WORK REQUIRED
Repeat all entries below exactly as shown.

(Dataset entries)
PR #63, opened 2023-03-06
Fix crash when no scanning has been done

tenderlove:
`StringScanner.new("foo").named_captures` will crash because no regular expression has been set.  This commit returns an empty hash if no re is set on the string scanner.

We could probably also return `nil`, but I'm not sure.  I think an empty hash is probably right since most callers expect a hash to be returned.


tenderlove:
lol oops.  I found the same crash as #61

PR #64, opened 2023-07-27
Use new function rb_reg_onig_match

peterzhu2118:
rb_reg_onig_match performs preparation, error handling, and cleanup for matching a regex against a string. This reduces repetitive code and removes the need for StringScanner to access internal data of regex.
    
This commit syncs strscan to commit ruby/ruby@7193b404a1a56e50f8046d0382914907020c1559.

### DIFF
--- a/ext/strscan/strscan.c
+++ b/ext/strscan/strscan.c
@@ -539,6 +539,68 @@ adjust_register_position(struct strscanner *p, long position)
     }
 }
 
+/* rb_reg_onig_match is available in Ruby 3.3 and later. */
+#ifndef HAVE_RB_REG_ONIG_MATCH
+static OnigPosition
+rb_reg_onig_match(VALUE re, VALUE str,
+                  OnigPosition (*match)(regex_t *reg, VALUE str, struct re_registers *regs, void *args),
+                  void *args, struct re_registers *regs)
+{
+    regex_t *reg = rb_reg_prepare_re(re, str);
+
+    bool tmpreg = reg != RREGEXP_PTR(re);
+    if (!tmpreg) RREGEXP(re)->usecnt++;
+
+    OnigPosition result = match(reg, str, regs, args);
+
+    if (!tmpreg) RREGEXP(re)->usecnt--;
+    if (tmpreg) {
+        if (RREGEXP(re)->usecnt) {
+            onig_free(reg);
+        }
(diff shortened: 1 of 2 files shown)


ext/strscan/strscan.c
```diff
@@ -539,6 +539,68 @@ adjust_register_position(struct strscanner *p, long position)
...
+strscan_match(regex_t *reg, VALUE str, struct re_registers *regs, void *args_ptr)
+{
+    struct strscanner *p = (struct strscanner *)args_ptr;
+
+    return onig_match(reg,
+               match_target(p),
+               (UChar* )(CURPTR(p) + S_RESTLEN(p)),
+               (UChar* )CURPTR(p),
+               regs,
+               ONIG_OPTION_NONE);
```
kou, line 587:
```suggestion
                      match_target(p),
                      (UChar* )(CURPTR(p) + S_RESTLEN(p)),
                      (UChar* )CURPTR(p),
                     regs,
                     ONIG_OPTION_NONE);
```

ext/strscan/strscan.c
```diff
@@ -539,6 +539,68 @@ adjust_register_position(struct strscanner *p, long position)
...
+        }
+        else {
+            onig_free(RREGEXP_PTR(re));
+            RREGEXP_PTR(re) = reg;
+        }
+    }
+
+    if (result < 0) {
+        if (result != ONIG_MISMATCH) {
+            rb_raise(ScanError, "regexp buffer overflow");
```
kou, line 569: Hmm. https://github.com/ruby/ruby/pull/8123/files#diff-c3675fa319803b2f5a775defa40694edb9a761baa3a54fa78e1fdef8f918cc7cR1652 is backward incompatible change.
But this will not be happen in general use?

kou (commented):
Could you write what is done by PR instead of "syncs strscan" for the PR title and description?
We use the PR title and description for commit message.

ext/strscan/strscan.c
peterzhu2118: Yeah I think this should never happen, and if it does, the new code will have better error handling.

peterzhu2118:
Thanks for the review @kou! I updated the commit and PR messages.

kou (approved):
+1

EXERCISE RESPONSE
PR #63, opened 2023-03-06
Fix crash when no scanning has been done

tenderlove:
`StringScanner.new("foo").named_captures` will crash because no regular expression has been set.  This commit returns an empty hash if no re is set on the string scanner.

We could probably also return `nil`, but I'm not sure.  I think an empty hash is probably right since most callers expect a hash to be returned.


tenderlove:
lol oops.  I found the same crash as #61

PR #64, opened 2023-07-27
Use new function rb_reg_onig_match

peterzhu2118:
rb_reg_onig_match performs preparation, error handling, and cleanup for matching a regex against a string. This reduces repetitive code and removes the need for StringScanner to access internal data of regex.
    
This commit syncs strscan to commit ruby/ruby@7193b404a1a56e50f8046d0382914907020c1559.

### DIFF
--- a/ext/strscan/strscan.c
+++ b/ext/strscan/strscan.c
@@ -539,6 +539,68 @@ adjust_register_position(struct strscanner *p, long position)
     }
 }
 
+/* rb_reg_onig_match is available in Ruby 3.3 and later. */
+#ifndef HAVE_RB_REG_ONIG_MATCH
+static OnigPosition
+rb_reg_onig_match(VALUE re, VALUE str,
+                  OnigPosition (*match)(regex_t *reg, VALUE str, struct re_registers *regs, void *args),
+                  void *args, struct re_registers *regs)
+{
+    regex_t *reg = rb_reg_prepare_re(re, str);
+
+    bool tmpreg = reg != RREGEXP_PTR(re);
+    if (!tmpreg) RREGEXP(re)->usecnt++;
+
+    OnigPosition result = match(reg, str, regs, args);
+
+    if (!tmpreg) RREGEXP(re)->usecnt--;
+    if (tmpreg) {
+        if (RREGEXP(re)->usecnt) {
+            onig_free(reg);
+        }
(diff shortened: 1 of 2 files shown)


ext/strscan/strscan.c
```diff
@@ -539,6 +539,68 @@ adjust_register_position(struct strscanner *p, long position)
...
+strscan_match(regex_t *reg, VALUE str, struct re_registers *regs, void *args_ptr)
+{
+    struct strscanner *p = (struct strscanner *)args_ptr;
+
+    return onig_match(reg,
+               match_target(p),
+               (UChar* )(CURPTR(p) + S_RESTLEN(p)),
+               (UChar* )CURPTR(p),
+               regs,
+               ONIG_OPTION_NONE);
```
kou, line 587:
```suggestion
                      match_target(p),
                      (UChar* )(CURPTR(p) + S_RESTLEN(p)),
                      (UChar* )CURPTR(p),
                     regs,
                     ONIG_OPTION_NONE);
```

ext/strscan/strscan.c
```diff
@@ -539,6 +539,68 @@ adjust_register_position(struct strscanner *p, long position)
...
+        }
+        else {
+            onig_free(RREGEXP_PTR(re));
+            RREGEXP_PTR(re) = reg;
+        }
+    }
+
+    if (result < 0) {
+        if (result != ONIG_MISMATCH) {
+            rb_raise(ScanError, "regexp buffer overflow");
```
kou, line 569: Hmm. https://github.com/ruby/ruby/pull/8123/files#diff-c3675fa319803b2f5a775defa40694edb9a761baa3a54fa78e1fdef8f918cc7cR1652 is backward incompatible change.
But this will not be happen in general use?

kou (commented):
Could you write what is done by PR instead of "syncs strscan" for the PR title and description?
We use the PR title and description for commit message.

ext/strscan/strscan.c
peterzhu2118: Yeah I think this should never happen, and if it does, the new code will have better error handling.

peterzhu2118:
Thanks for the review @kou! I updated the commit and PR messages.

kou (approved):
+1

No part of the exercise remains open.